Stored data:
================================
PR #1658, opened 2021-07-18
Added app.suspend() context manager

fzumstein:
Closes issue #254 and replaces PR #260.

6 years later, the time has finally come for your PR, @sdementen 😆  Some explanations:

* I changed `freeze` to `suspend` because when a program `freezes`, it's generally a bad thing (as someone mentioned on the issue). `suspend` is used by Microsoft in OfficeScript: https://docs.microsoft.com/en-us/office/dev/add-ins/excel/performance#suspend-screen-updating

* I replaced the kwargs/boolean approach with positional string args as setting a boolean value opposite to it's effect is just too confusing for me (technically, it would be correct, no doubt):

  ```python
  with app.suspend(interactive=True):
      # This sets app.interactive = False
  ```

  Instead, this now reads:

  ```python
  with app.suspend('interactive'):
      # This sets app.interactive = False
  ```

~* The default suspends `screen`, `alerts`, `calculation` and `events`. Not sure if that's the best selection, but I definitely want to leave out `interactive` unless explicitly requested.~

Let me know what you think @sdementen and maybe @wkschwartz, you want to chime in as you liked the original PR back then.

### DIFF
--- a/tests/test_app.py
+++ b/tests/test_app.py
@@ -77,6 +77,21 @@ class TestApp(TestBase):
         self.app1.display_alerts = True
         self.assertTrue(self.app1.display_alerts)
 
+    def test_enable_events(self):
+        self.app1.enable_events = False
+        self.assertEqual(self.app1.enable_events, False)
+
+        self.app1.enable_events = True
+        self.assertTrue(self.app1.enable_events)
+
+    @unittest.skipIf(sys.platform.startswith('darwin'), 'app.interactive is not supported on macOS')
+    def test_interactive(self):
+        self.app1.interactive = False
+        self.assertEqual(self.app1.interactive, False)
+
+        self.app1.interactive = True
+        self.assertTrue(self.app1.interactive)
+
     def test_calculation_calculate(self):
         sht = self.wb1.sheets[0]
         sht.range('A1').value = 2
--- a/tests/test_app_suspend.py
+++ b/tests/test_app_suspend.py
@@ -1,0 +1,82 @@
+import sys
+from pathlib import Path
+
+import pytest
+import xlwings as xw
+
+this_dir = Path(__file__).resolve().parent
+
+
+@pytest.fixture(scope="module")
+def app():
+    with xw.App(visible=False) as app:
+        yield app
+
+
+def test_suspend_empty(app):
+    assert ((app.calculation, app.enable_events, app.display_alerts, app.screen_updating),
+            ('automatic', True, True, True))
+    with app.suspend():
+        assert ((app.calculation, app.enable_events, app.display_alerts, app.screen_updating),
+                ('automatic', True, True, True))
+    assert ((app.calculation, app.enable_events, app.display_alerts, app.screen_updating),
+            ('automatic', True, True, True))
+
+
+def test_suspend_screen(app):
+    assert ((app.calculation, app.enable_events, app.display_alerts, app.screen_updating),
+            ('automatic', True, True, True))
+    with app.suspend('screen'):
+        assert ((app.calculation, app.enable_events, app.display_alerts, app.screen_updating) ==
+                ('automatic', True, True, False))
+    assert ((app.calculation, app.enable_events, app.display_alerts, app.screen_updating),
+            ('automatic', True, True, True))
+
+
+def test_suspend_events(app):
+    assert ((app.calculation, app.enable_events, app.display_alerts, app.screen_updating),
+            ('automatic', True, True, True))
+    with app.suspend('events'):
+        assert ((app.calculation, app.enable_events, app.display_alerts, app.screen_updating) ==
+                ('automatic', False, True, True))
+    assert ((app.calculation, app.enable_events, app.display_alerts, app.screen_updating),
================================
» The problem:
Please set down each of the entries above exactly as given.

» Written answer:
PR #1658, opened 2021-07-18
Added app.suspend() context manager

fzumstein:
Closes issue #254 and replaces PR #260.

6 years later, the time has finally come for your PR, @sdementen 😆  Some explanations:

* I changed `freeze` to `suspend` because when a program `freezes`, it's generally a bad thing (as someone mentioned on the issue). `suspend` is used by Microsoft in OfficeScript: https://docs.microsoft.com/en-us/office/dev/add-ins/excel/performance#suspend-screen-updating

* I replaced the kwargs/boolean approach with positional string args as setting a boolean value opposite to it's effect is just too confusing for me (technically, it would be correct, no doubt):

  ```python
  with app.suspend(interactive=True):
      # This sets app.interactive = False
  ```

  Instead, this now reads:

  ```python
  with app.suspend('interactive'):
      # This sets app.interactive = False
  ```

~* The default suspends `screen`, `alerts`, `calculation` and `events`. Not sure if that's the best selection, but I definitely want to leave out `interactive` unless explicitly requested.~

Let me know what you think @sdementen and maybe @wkschwartz, you want to chime in as you liked the original PR back then.

### DIFF
--- a/tests/test_app.py
+++ b/tests/test_app.py
@@ -77,6 +77,21 @@ class TestApp(TestBase):
         self.app1.display_alerts = True
         self.assertTrue(self.app1.display_alerts)
 
+    def test_enable_events(self):
+        self.app1.enable_events = False
+        self.assertEqual(self.app1.enable_events, False)
+
+        self.app1.enable_events = True
+        self.assertTrue(self.app1.enable_events)
+
+    @unittest.skipIf(sys.platform.startswith('darwin'), 'app.interactive is not supported on macOS')
+    def test_interactive(self):
+        self.app1.interactive = False
+        self.assertEqual(self.app1.interactive, False)
+
+        self.app1.interactive = True
+        self.assertTrue(self.app1.interactive)
+
     def test_calculation_calculate(self):
         sht = self.wb1.sheets[0]
         sht.range('A1').value = 2
--- a/tests/test_app_suspend.py
+++ b/tests/test_app_suspend.py
@@ -1,0 +1,82 @@
+import sys
+from pathlib import Path
+
+import pytest
+import xlwings as xw
+
+this_dir = Path(__file__).resolve().parent
+
+
+@pytest.fixture(scope="module")
+def app():
+    with xw.App(visible=False) as app:
+        yield app
+
+
+def test_suspend_empty(app):
+    assert ((app.calculation, app.enable_events, app.display_alerts, app.screen_updating),
+            ('automatic', True, True, True))
+    with app.suspend():
+        assert ((app.calculation, app.enable_events, app.display_alerts, app.screen_updating),
+                ('automatic', True, True, True))
+    assert ((app.calculation, app.enable_events, app.display_alerts, app.screen_updating),
+            ('automatic', True, True, True))
+
+
+def test_suspend_screen(app):
+    assert ((app.calculation, app.enable_events, app.display_alerts, app.screen_updating),
+            ('automatic', True, True, True))
+    with app.suspend('screen'):
+        assert ((app.calculation, app.enable_events, app.display_alerts, app.screen_updating) ==
+                ('automatic', True, True, False))
+    assert ((app.calculation, app.enable_events, app.display_alerts, app.screen_updating),
+            ('automatic', True, True, True))
+
+
+def test_suspend_events(app):
+    assert ((app.calculation, app.enable_events, app.display_alerts, app.screen_updating),
+            ('automatic', True, True, True))
+    with app.suspend('events'):
+        assert ((app.calculation, app.enable_events, app.display_alerts, app.screen_updating) ==
+                ('automatic', False, True, True))
+    assert ((app.calculation, app.enable_events, app.display_alerts, app.screen_updating),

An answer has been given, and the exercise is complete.